The Committee is concerned that the current software engineering and software-systemsafety capabilities within NASA may not be adequate to properly acquire and manage the development of such large, complex, and safety-critical systems. The Committee believes that the importance of software to the success of future NASA programs will only increase; NASA should undertake an effort to keep pace by increasing its in-house expertise both at the working level and among those expected to manage future programs and choose the contractors that will do the work.

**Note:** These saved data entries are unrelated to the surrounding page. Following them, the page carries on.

PR #308, opened 2020-11-11
Support alternative architectures (ppc64le & aarch64)

mrc0mmand:
Let's try to run tests on a sanitized build on newly supported alternative architectures.

TBD

---

[2020-12-09] There's no QEMU package for the ppc64le arch, and we can't run KVM there, since the machines are already virtualized, so the support for integration tests is not possible for now

### DIFF
--- a/agent/bootstrap-alt.sh
+++ b/agent/bootstrap-alt.sh
@@ -1,0 +1,211 @@
+#!/usr/bin/bash
+
+LIB_ROOT="$(dirname "$0")/../common"
+# shellcheck source=common/task-control.sh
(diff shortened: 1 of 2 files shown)


mrc0mmand:
Missing `util-linux` patches in RHEL 8:
 * https://github.com/karelzak/util-linux/commit/2f35c1ead621f42f32f7777232568cb03185b473 (libfdisk, breaks `test-repart`, would need to *tweak* the libfdisk dep in `meson.build` from `2.33` to `2.32.1` if backported)
 * [tbd] (libmount, memory leak)

karelzak:
@mrc0mmand add the issues to BZ and I'll try to backport it to RHEL-8.

PR #310, opened 2020-11-13
bootstrap: set -Dfuzz-tests=true

yuwata:
C.f. https://github.com/systemd/systemd/pull/17599.

### DIFF
--- a/agent/bootstrap-rhel8.sh
+++ b/agent/bootstrap-rhel8.sh
@@ -71,8 +71,7 @@ if setenforce 0; then
 fi
 
 # Compile systemd
-#   - slow-tests=true: enable slow tests => enables fuzzy tests using libasan
-#     installed above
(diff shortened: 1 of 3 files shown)


agent/bootstrap-rhel8.sh
```diff
@@ -129,6 +128,7 @@ fi
             -Ddefault-hierarchy=legacy
             # Custom options
             -Dslow-tests=true
+            -Dfuzz-tests=true
```
mrc0mmand, line 131: RHEL8 unfortunately doesn't support `-Dfuzz-tests=`, so please drop this chunk

mrc0mmand (changes requested):
Thanks for the patch! Just one thing to fix:

yuwata:
@mrc0mmand Thank you for the comment. Updated.

PR #336, opened 2021-01-28
Tweak the image initialization

mrc0mmand:
Since systemd/systemd@d9e606e each test use a base image which they
build on. However, with the current parallel test setup this introduces
a race condition, where each test tries to create the base image.

Let's initialize the base image separately and then run the rest of the
tests along with their setup phases.


keszybz:
This looks nice.

PR #344, opened 2021-02-23
vagrant: 'mesonize' the compiler flags

mrc0mmand:
Apparently, mixing CFLAGS/CXXFLAGS/LDFLAGS and their meson counterparts
is unsupported, so let's convert the existing flags to meson's
equivalents to keep the builds happy.

### DIFF
--- a/vagrant/bootstrap_scripts/arch-sanitizers-gcc.sh
+++ b/vagrant/bootstrap_scripts/arch-sanitizers-gcc.sh
@@ -37,7 +37,7 @@ rm -fr "$BUILD_DIR"
 # Compile systemd with the Address Sanitizer (ASan) and Undefined Behavior
 # Sanitizer (UBSan)
 
-# FIXME
+# FIXME (--as-needed)
 # Since version 10, both gcc and clang started to ignore certain linker errors
 # when compiling with -fsanitize=address. This eventually leads up to -lcrypt
 # not being correctly propagated, but the fact is masked by the aforementioned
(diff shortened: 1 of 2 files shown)


vagrant/bootstrap_scripts/arch-sanitizers-gcc.sh
```diff
@@ -49,11 +49,12 @@ rm -fr "$BUILD_DIR"
 # See:
 #   https://bugzilla.redhat.com/show_bug.cgi?id=1827338#c3
 #   https://github.com/systemd/systemd-centos-ci/issues/247
-export LDFLAGS="-Wl,--no-as-needed"
 
 meson "$BUILD_DIR" \
       --werror \
       -Dc_args='-fno-omit-frame-pointer -ftrapv' \
+      -Dcpp_args='-fno-omit-frame-pointer -ftrapv' \
+      -Db_asneeded=false `# See the FIXME (--as-needed) above` \
```
evverx, line 57: These line appears to break `scorecard`: https://github.com/ossf/scorecard/pull/1297 :-)

evverx: That's a nice trick though :-)

mrc0mmand: Hah, that's unfortunate. Should I drop it or is this fixable on the scorecard's side?

evverx: `scorecard` uses https://github.com/mvdan/sh and ideally it should be fixed there. As far as I can tell, that's exctly what was reported in https://github.com/mvdan/sh/issues/636

I'd probably keep it :-)

mrc0mmand: Ah, sweet, thanks for looking into it :)

PR #358, opened 2021-03-11
vagrant: let's run even slow tests under sanitizers

mrc0mmand:
After a bit of manual testing it looks like all tests currently tagged
as 'slow' are capable of running under sanitizers without timeouts.


keszybz:
Looks reasonable.

PR #386, opened 2021-05-25
agent/vagrant: install libbpf from repository instead of manual build

bluca:
@mrc0mmand is this enough to install the libbpf package in the image too? Context: https://github.com/systemd/systemd/pull/19705

### DIFF
--- a/agent/bootstrap.sh
+++ b/agent/bootstrap.sh
@@ -123,6 +123,7 @@ fi
     pushd libbpf/src
     LD_FLAGS="-Wl,--no-as-needed" NO_PKG_CONFIG=1 make
     make install
+    ldconfig
     popd
     rm -fr libbpf
 )
--- a/vagrant/boxes/Vagrantfile_archlinux_systemd
+++ b/vagrant/boxes/Vagrantfile_archlinux_systemd
@@ -57,6 +57,7 @@ Vagrant.configure("2") do |config|
     pushd libbpf/src
     LD_FLAGS="-Wl,--no-as-needed" NO_PKG_CONFIG=1 make
     make install
+    ldconfig
     popd
     rm -fr libbpf
 


mrc0mmand:
> @mrc0mmand is this enough to install the libbpf package in the image too? Context: [systemd/systemd#19705](https://github.com/systemd/systemd/pull/19705)

The CentOS 8 version is *ancient* (0.0.8 vs 0.4.0 from libbpf/libbpf), so I'd prefer to leave the manual install in place. However, the solution for systemd/systemd#19705 should be simple `ldconfig` call after `make install` in the libbpf step to make the newly installed libs available for `dlopen()` (or at least that's what I got from the `dlopen()` man page):

```
# make install
  INSTALL  bpf.h libbpf.h btf.h xsk.h bpf_helpers.h bpf_helper_defs.h bpf_tracing.h bpf_endian.h bpf_core_read.h libbpf_common.h
  INSTALL  libbpf.pc
  INSTALL  libbpf.a libbpf.so libbpf.so.0 libbpf.so.0.4.0
# ldconfig -p | grep bpf || echo nope
nope
# ldconfig -p | grep bpf || echo nope
	libbpf.so.0 (libc6,x86-64) => /lib64/libbpf.so.0
	libbpf.so (libc6,x86-64) => /lib64/libbpf.so
```

bluca:
Ok, updated, thanks

mrc0mmand:
> Ok, updated, thanks

Thanks! Also, could you do the same for the Arch Linux part? The libbpf there is also a bit behind (0.3.x), so we'd miss the opportunity to test the latest libbpf bits with systemd.

I'll trigger an image update right after merging this PR, so we can move forward in systemd/systemd#19705.

bluca:
Archlinux's version is... _outdated?_ What's this travesty!

PR #21, opened 2021-08-27
Add ADR for testing frameworks

gnovv:
Created an ADR to document our initial decision to use spec and gomega for our testing framework on cf-on-k8s projects.

Co-authored-by: Matt Royal <mroyal@vmware.com>


matt-royal (approved):
LGTM

Issue #31, opened 2021-08-30
[Explore]: How should we structure k8s resource labels?


matt-royal:
### Background

For the CRD spike we used labels like `apps.cloudfoundry.org/appGuid` and `apps.cloudfoundry.org/processGuid`. These were copied over from past Eirini work, and we want to reconsider the correct domain and label structure. We also want to ensure that our labels conform with [the kubernetes label recommendations](https://kubernetes.io/docs/concepts/overview/working-with-objects/common-labels/)

### Acceptance Criteria

Write up an ADR as a PR with a proposed set of labels for the following cases:
- app GUID
- build GUID
- package GUID
- process GUID
- process type

### Number of days this exploration is expected to take. This is what is “pointed”.
Timeboxed to 1 day 

_No response_

tcdowney:
Closing: This was addressed in PR #39 and the ADR for this decision can be found here: https://github.com/cloudfoundry/cf-k8s-controllers/blob/203306701a4825584a514138bcd8cf73c877d7e4/controllers/docs/architecture-decisions/0005-structuring-kubernetes-resource-labels.md

Issue #9, opened 2021-08-17
Automatically set the appGUID label on CFApp records


matt-royal:
We encode the relationships between resources in two ways: via "ref" fields under `spec` and via `metadata.labels`. Rather than rely on our code and/or kubectl users to always remember both, we want to require the spec field and automatically set the label via a MutatingAdmissionWebhook

## Blockers
- #4 

## Acceptance Criteria
```
GIVEN that I am targeting a k8s cluster
AND  that I have followed the README instructions to install the web hook
WHEN I apply the example CFApp resource in the repo (confirm ahead of time that it doesn't provide a GUID label)
THEN I should see it succeeds
WHEN I fetch the yaml for that record from the k8s API
THEN I should see that the GUID label has been set on the record and that it matches the `metadata.name` field
```

## Dev Notes
- We should be able to accomplish this via a MutatingAdmissionWebhook. The application that backs that hook should be the same that supports the ValidatingAdmissionWebhook from earlier issues (unless we have a good reason not to).
- This should apply to creation and updates of records. One alternative to explore: can we only handle creation and then make the label immutable?

matt-royal:
The in-flight work for this is in the branch `issues/9`

davewalter:
> One alternative to explore: can we only handle creation and then make the label immutable?

The `Default()` method does not know whether a resource is being created or updated, and there is no way to raise an error, so we chose to always set the `appGuid` label to the value of the `metadata.name` field. There does not appear to be a way to make a set of labels immutable.

kieron-dev:
It seems likely that we'll need https://github.com/open-policy-agent/gatekeeper, or similar, to disallow changes to parts of some resources based on role.

If you find you need immutable labels, that should be simple enough to set up as an OPA rule.

angelachin:
Yes, labels are not immutable and are not expected to be.

Should the sample resource have the label now deleted since the mutating webhook now creates it?

Otherwise everything looks good to me.

akrishna90:
@angelachin Thats a good catch. Have addressed it in this [PR](https://github.com/cloudfoundry/cf-k8s-controllers/pull/33)

angelachin:
Awesome, looks good to me. Seems like this issue can be closed out.

PR #32, opened 2021-08-30
Set the appGUID label on CFApp records

akrishna90:
#9 
- the cfApp label key will need to be updated later based on what is agreed on this [story](https://github.com/cloudfoundry/cf-k8s-controllers/issues/31)


davewalter (approved):
LGTM!

PR #48, opened 2021-09-16
Add ADR for managing builders

acosta11:
https://github.com/cloudfoundry/cf-crd-explorations/issues/77

## What is this change about?
ADR capturing our initial strategy around the use of kpack builders

NA

## Acceptance Steps
Read and confirm it aligns with the team's understanding of builder management.

If accepted, update the status to accepted and merge.

@akrishna90

### DIFF
--- a/docs/architecture-decisions/0004-managing-builders.md
+++ b/docs/architecture-decisions/0004-managing-builders.md
@@ -1,0 +1,63 @@
+# Managing Builders
+
+Date: 2021-09-15
+
+## Status
+
+In Review
+
+## Context
+
+### CF App Staging Buildpack and Stack selection
+The CF API allows users to specify a list of `buildpacks` and a `stack` when `lifecycletype` is set to `buildpacks` while creating apps
+or while initiating staging by creating builds.
+
+As the lifecycle field is optional on both create app and create build requests, we want a default available.
+
+If lifecycle data is specified, the precedence we follow is `build lifecycle > app lifecycle > default lifecycle`.
+
+On Kubernetes we use `Kpack` for staging. In order to do that we need a `kpack builder` referencing a set of `buildpacks` and `stacks`. To provide default `buildpacks` and `stacks` for app staging, we define a default kpack builder.
+
+Below are the possible permutation of lifecycle scenarios and kpack builders to use
+
+- App created with empty lifecycle & Build created with empty lifecycle
+    - Default builder is used
+- App created with lifecycle data & Build created with empty lifecycle
+  - Check if a builder exists within the same namespace referencing only the app-guid.
+    - if it exists, the builder referencing only the app-guid is reused.
+    - if its doesn't exist, a new builder with specified `buildpacks` and `stacks` is created.
+- Build created with lifecycle data
+    - A new builder with specified `buildpacks` and `stacks` is created
+
+### CF Stack and Buildpack Updates
+On CF for VMs, when we update a stack, running apps are updated to use the updated stack. Note that for now, we are excluding droplet rollback concerns from our decision.
+
+On CF for VMs, when we update a buildpack, running apps are not automatically rebuilt to use the new buildpack.
+
+After a stack is updated, subsequent builds will use the new stack, so we focus on the cases of running apps and assigning droplets for which there is not necessarily a required restage.
+
+## Decision
+### Default Cluster Builder
+Operator is responsible for creating a default cluster builder, and it has be named as `cf-kpack-cluster-builder`.
+Operator is also responsible for creating service-account & secrets for access to a single registry on each namespace.
+We expect the operators to follow `${namespace}-kpack-service-account` naming convention for service accounts.
+
+### Handling Stack and Buildpack Updates
+At kpack Builder update time (for both Stack and Buildpack), the kpack controller will see the changes, find affected kpack Images, rebuild them, and add a new status on the Image with the reason for rebuild. A CF controller will see the changes on the kpack Image status, find affected CFApps by builder guid label, and update the droplet image ref of the associated CFBuild with the newly built image ref.
+
+The CF controller must intentionally ignore changes triggered by buildpack updates. When a buildpack is updated, the operator is responsible for explicitly rebuilding apps that rely on that buildpack as desired.
+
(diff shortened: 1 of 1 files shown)


docs/architecture-decisions/0004-managing-builders.md
```diff
@@ -0,0 +1,63 @@
...
+### Handling Stack and Buildpack Updates
+At kpack Builder update time (for both Stack and Buildpack), the kpack controller will see the changes, find affected kpack Images, rebuild them, and add a new status on the Image with the reason for rebuild. A CF controller will see the changes on the kpack Image status, find affected CFApps by builder guid label, and update the droplet image ref of the associated CFBuild with the newly built image ref.
+
+The CF controller must intentionally ignore changes triggered by buildpack updates. When a buildpack is updated, the operator is responsible for explicitly rebuilding apps that rely on that buildpack as desired.
+
+### App-Specific Builders
+In the context above we have captured details about when builders other than the default cluster builder are created. That behavior may be implemented in a subsequent iteration alongside the lifecycle data on CFApp and CFBuild resources.
+At creation time for such a builder we will label it with `app-guid` and/or `build-guid`.
+Additionally, we will track the readiness of those builders using `status` conditions on the builder.
+We will not initially clean up builders or associated images.
```
tcdowney, line 54: I think in terms of the Builders themselves we could have "cheap" clean-up by just getting the `ownerReferences` correct.

* App owns "app lifecycle" builder
* Build owns "build lifecycle" builder

In terms of the images in the registry themselves I'm not sure if we need to manage them since they're owned by kpack IMO.

docs/architecture-decisions/0004-managing-builders.md
```diff
@@ -0,0 +1,63 @@
...
+## Decision
+### Default Cluster Builder
+Operator is responsible for creating a default cluster builder, and it has be named as `cf-kpack-cluster-builder`.
+Operator is also responsible for creating service-account & secrets for access to a single registry on each namespace.
+We expect the operators to follow `${namespace}-kpack-service-account` naming convention for service accounts.
+
+### Handling Stack and Buildpack Updates
+At kpack Builder update time (for both Stack and Buildpack), the kpack controller will see the changes, find affected kpack Images, rebuild them, and add a new status on the Image with the reason for rebuild. A CF controller will see the changes on the kpack Image status, find affected CFApps by builder guid label, and update the droplet image ref of the associated CFBuild with the newly built image ref.
+
+The CF controller must intentionally ignore changes triggered by buildpack updates. When a buildpack is updated, the operator is responsible for explicitly rebuilding apps that rely on that buildpack as desired.
```
tcdowney, line 48: > When a buildpack is updated, the operator is responsible for explicitly rebuilding apps that rely on that buildpack as desired.

Someone (I think @gnovv ?) pointed out that this works fine until the next stack update and then that image will have both the buildpack and stack updates. Do y'all know if there is anyway to configure a kpack image to ignore certain types of rebuilds?

tcdowney: @Shanfan @emalm we're thinking of ways here to maintain parity with CF for VMs "stemcell bumping"/stack updating workflow where droplets automatically get scheduled with the new base OS after an operator upgrades those. Traditionally that didn't include buildpack changes and apps needed to be manually restaged to pick up those changes. Alternatively we could just embrace kpack fully and accept any and all image updates it comes with. This has a chance of being more risky for app stability since we believe buildpack updates are inherently more risky for the app than stack updates. Do y'all have thoughts about these potential UX impacts?

tcdowney (approved):

docs/architecture-decisions/0004-managing-builders.md
emalm: I do think that updating only the base OS/"stack" layer(s) would be safest and most consistent with the current behavior of CF on VMs, if we can arrange it, because of the ABI compatibility promises we get from those OS-layer updates. Secondarily, I could see it being valuable to allow developers to opt an app into having its image rebuilt in response to a buildpack update.

That's an interesting point about kpack now managing both of those updates in an interleaved order, as opposed to the distinct stack-update and droplet-rebuild mechanisms in CF on VMs. I recall from years ago that one part of the CNB model would be the ability to update a complete app image just by updating the image data structure to swap in new versions of layers that were known to be compatible (such as ABI-compatible OS layers), and that that update process could happen efficiently in the OCI image registry itself since it didn't require any new layers to be generated or transferred beyond uploading the new base layers into the registry. Do you know whether kpack can do that yet, or if not, whether they're still thinking about stack or even dependency updates in terms of registry-side manipulations of metadata? If so, that could be a way of still keeping the safer stack updates separate from the more expensive and riskier re-application of the buildpack processing.

tcdowney: > Do you know whether kpack can do that yet, or if not, whether they're still thinking about stack or even dependency updates in terms of registry-side manipulations of metadata?

@matthewmcnew do you happen to know? Or apart from that any other way of automated kpack rebuilds watching for stack updates only?

matthewmcnew: Today, kpack (and CNBs with the pack cli) will perform a rebase operation by only writing a new image manifest on the registry which replaces the old stack layers. This is not possible for non-stack layers (buildpack provided layers) as they are not ABI compatible. Because of this kpack schedules a full rebuild with buildpack updates whereas stack updates do not require a full rebuild.

matthewmcnew: There is not a way to mark an Image to only receive stack updates. You could pin the buildpack version in the in the corresponding builder so that new buildpacks added to the store do not schedule builds (but, then the builder would not be updated either). Alternatively, you could use the `Build` resource instead of the `Image` resource to have more control over when images get rebuilt. This would require "rebase" builds to be explicitly scheduled when stack updates are needed.

docs/architecture-decisions/0004-managing-builders.md
matthewmcnew: > they're owned by kpack IMO.
kpack does not delete images in the registry itself as not all registries support image deletion.

PR #51, opened 2021-09-17
Implement CFProcess mutating webhook to add labels

### LINKED ISSUE #29: [Feature]: API Client can see that Process labels are set automatically
### Blockers/Dependencies

- #25 

### Background

As an API Client
I want the appGUID, processGUID and processType labels on CFProcess to be set automatically
So that I can look up CFProcess records by these fields

We encode the relationships between resources in two ways: via "ref" fields under `spec` and via `metadata.labels`. Rather than rely on our code and/or kubectl users to always remember both, we want to require the spec field and automatically set the label via a MutatingAdmissionWebhook

### Acceptance Criteria

GIVEN that I am targeting a k8s cluster
AND  that I have followed the README instructions to install the web hook
WHEN I apply the example CFApp and CFProcess resources from the `config/samples` directory
THEN I should see all operations succeed
WHEN I fetch the yaml for the CFProcess record from the k8s API
THEN I should see that the appGUID label has been set on the record and that it matches the `spec.appRef.name` field
AND  I should see that the processGUID label has been set on the record and that it matches the `metadata.name` field
AND  I should see that the processType label has been set on the record and that it matches the `spec.processType` field

### Dev Notes

- Remove the labels from the example resources if they are still present, and commit the change.
- This should apply to creation and updates of records

davewalter:
Resolves #29 

## What is this change about?
This PR implements a mutating webhook for the CFProcess resource to set the appGUID, processGUID and processType labels.

No

## Acceptance Steps
Please see the steps in #29


apis/workloads/v1alpha1/cfprocess_webhook_integration_test.go
```diff
@@ -0,0 +1,142 @@
...
+			cfProcessLookupKey := types.NamespacedName{Name: cfProcessGUID, Namespace: namespace}
+			createdCFProcess := new(v1alpha1.CFProcess)
+
+			g.Eventually(func() map[string]string {
+				err := k8sClient.Get(ctx, cfProcessLookupKey, createdCFProcess)
+				if err != nil {
+					return nil
+				}
+				return createdCFProcess.ObjectMeta.Labels
+			}, 10*time.Second, 250*time.Millisecond).ShouldNot(BeEmpty(), "CFProcess resource does not have any metadata.labels")
```
akrishna90, line 63: On integration tests for cfbuild mutating webhook, me and @acosta11 decided to push this into a `before` function and grouped all assertions inside a `it` func. The reasoning is that we expect the created records to have all the labels we expect, so there is value in checking existence of all labels at once. It also reduces test execution time.

Also since we are using the same `guid` to create records across tests, shouldn't these fail? I might be missing something here

akrishna90 (approved):
lgtm!

acosta11 (approved):
lgtm

Issue #43, opened 2021-09-15
[Feature]: API Client can see that a CF Build + kpack Image & kpack Build results in a CF Droplet


gnovv:
### Blockers/Dependencies

BLOCKED BY: https://github.com/cloudfoundry/cf-k8s-controllers/issues/42
BLOCKED BY: https://github.com/cloudfoundry/cf-k8s-controllers/issues/52

### Background

As an API Client
I want a CF Build along with its kpack Image & Build CRs to result in a CF Droplet automatically
So that I can look up the latest built image by inspecting the CF Build and its Droplet

### Acceptance Criteria

GIVEN that I am targeting a k8s cluster
AND that I have followed the README instructions to install the Controllers and set up the kpack Registry Credentials and staging CRs
WHEN I apply the example CFApp, CFPackage, and CFBuild resources in config/samples directory
THEN I should see all those operations succeed
WHEN I fetch the yaml for the CF Build CR after its kpack Build completes successfully
THEN I should see that it now contains the Droplet's image

### Dev Notes
- Droplet processTypes and ports will be updated at the same time in a future story https://github.com/cloudfoundry/cf-k8s-controllers/issues/44
- Feel free to refer to the spike implementations of the [Build Controller](https://github.com/cloudfoundry/cf-crd-explorations/blob/main/controllers/build_controller.go) and the [cf-to-kpack Build Controller](https://github.com/cloudfoundry/cf-crd-explorations/blob/main/controllers/cf_kpack_build_controller.go) for inspiration
- Updating the Droplet's Process fields will be handled in a followup issue
 - For now ignore when a kpack Image is rebuilt and a new kpack Build is created after the first one, do not overwrite the droplet image

gnovv:
- [ ] Happy Path
  - [ ] Unit Test
  - [ ] Implementation
- [ ] Unhappy Path
  - [ ] Unit Test
  - [ ] Implementation
- [ ] Decide if Integration Tests are required
- [ ] Test in real cluster
- [ ] Create PR
- [ ] Merge PR

PR #64, opened 2021-09-30
Set CFDroplet fields on CFBuild.Status when Kpack Image succeeds

akrishna90:
#43 

## What is this change about?
CFBuild Controller can now watch kpack images for completion. Based on the completion status, it now updates CFDroplet fields on CFBuild's status.  

No.

## Acceptance Steps
Follow acceptance steps on issue #43

### DIFF
--- a/controllers/workloads/cfbuild_controller.go
+++ b/controllers/workloads/cfbuild_controller.go
@@ -17,9 +17,16 @@ limitations under the License.
 package workloads
 
 import (
+	"context"
+	"strings"
+
+	"sigs.k8s.io/controller-runtime/pkg/reconcile"
+
+	"sigs.k8s.io/controller-runtime/pkg/handler"
+	"sigs.k8s.io/controller-runtime/pkg/source"
+
 	workloadsv1alpha1 "code.cloudfoundry.org/cf-k8s-controllers/apis/workloads/v1alpha1"
 	cfconfig "code.cloudfoundry.org/cf-k8s-controllers/config/cf"
-	"context"
 	"github.com/go-logr/logr"
 	buildv1alpha1 "github.com/pivotal/kpack/pkg/apis/build/v1alpha1"
 	corev1 "k8s.io/api/core/v1"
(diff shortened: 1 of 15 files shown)


controllers/workloads/cfbuild_controller.go
```diff
@@ -90,25 +94,64 @@ func (r *CFBuildReconciler) Reconcile(ctx context.Context, req ctrl.Request) (ct
...
+				r.Log.Error(err, "Error when updating CFBuild status")
+				return ctrl.Result{}, err
+			}
+		}
 	}
-
 	return ctrl.Result{}, nil
 }
 
 func (r *CFBuildReconciler) createKpackImageAndUpdateStatus(ctx context.Context, cfBuild *workloadsv1alpha1.CFBuild, cfApp *workloadsv1alpha1.CFApp, cfPackage *workloadsv1alpha1.CFPackage) error {
```
tcdowney, line 152: I see internally this calls `createKpackImageIfNotExists` -- what is the behavior if a kpackImage does exist? Should we be calling a `createOrUpdate` type method instead?

reference/cf-k8s-controllers.yaml
```diff
@@ -1323,7 +1323,7 @@ subjects:
 ---
 apiVersion: v1
 data:
-  cf_k8s_controllers_config.yaml: '"kpackImageTag": "gcr.io/cf-relint-greengrass/cf-crd-staging-spike/"'
+  cf_k8s_controllers_config.yaml: 'kpackImageTag: gcr.io/cf-relint-greengrass/cf-k8s-controllers/kpack/beta'
```
tcdowney, line 1326: What is this reference directory used for?

controllers/workloads/cfbuild_controller.go
```diff
@@ -90,25 +94,64 @@ func (r *CFBuildReconciler) Reconcile(ctx context.Context, req ctrl.Request) (ct
...
+		// Retrieves and Checks Kpack Image Status Condition for Type "Succeeded"
+		// If NotFound error - Ignore and return
+		// If Found, check Succeeded status condition
+		// If Succeeded is True - Update Status Conditions and Droplet fields on CFBuild
+		// If Succeeded is False - Update Status Conditions on CFBuild
+		var kpackImage buildv1alpha1.Image
+		err = r.Client.Get(ctx, types.NamespacedName{Name: cfBuild.Name, Namespace: cfBuild.Namespace}, &kpackImage)
+		if err != nil {
+			r.Log.Error(err, "Error when fetching Kpack Image")
+			//Ignore Image NotFound errors to account for eventual consistency
```
tcdowney, line 124: What triggers the reconciler to rerun in this case?

tcdowney (commented):
Looks reasonable to me, just left a few comments to better my understanding. :)

gnovv (approved):
lgtm!

reference/cf-k8s-controllers.yaml
akrishna90: this directory will store runnable app images created as a result of kpack build.
I updated the path to reflect the codebase that is pushing images.

controllers/workloads/cfbuild_controller.go
akrishna90: kpackImage "exists" condition is encountered when we were successful in creating `kpack image` but encountered an error while updating the status on the `cfbuild`. Hence, when we reconcile again, we continue from where we left and just update the status. 
What would have changed on the CFBuild that would be valuable to run an update? 

`createOrUpdate` is not part of `client.Client` pkg. CFClient interface we have defined will have to change to accommodate for it.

Ultimately, the responsibility for the safety and functionality of the software that is put in place on future systems, including future Shuttle flight software upgrades, belongs to NASA. Contractors can be expected to do their best to provide a quality product because not doing so affects the future profit and reputation of their company. If, however, the contractors fail to
provide a quality product, or if the numerous parts of the total system fail to operate as expected, NASA will be the one left to explain to Congress and the nation why the system failed. NASA owes it to itself and to the nation to maintain as much in-house capability as possible to reduce its dependence on contractors and to provide proper assurance that contracted work is done on time and with as much attention to safety as these future systems require and deserve.
Recommendation #22: NASA should upgrade its workforce and management practices to make it a leader in software engineering and software quality. NASA should maintain as much in-house capability as possible to reduce its dependence on contractors and to provide proper assurance that contracted work is done on time and with as much attention to safety and other qualities as future systems require and deserve.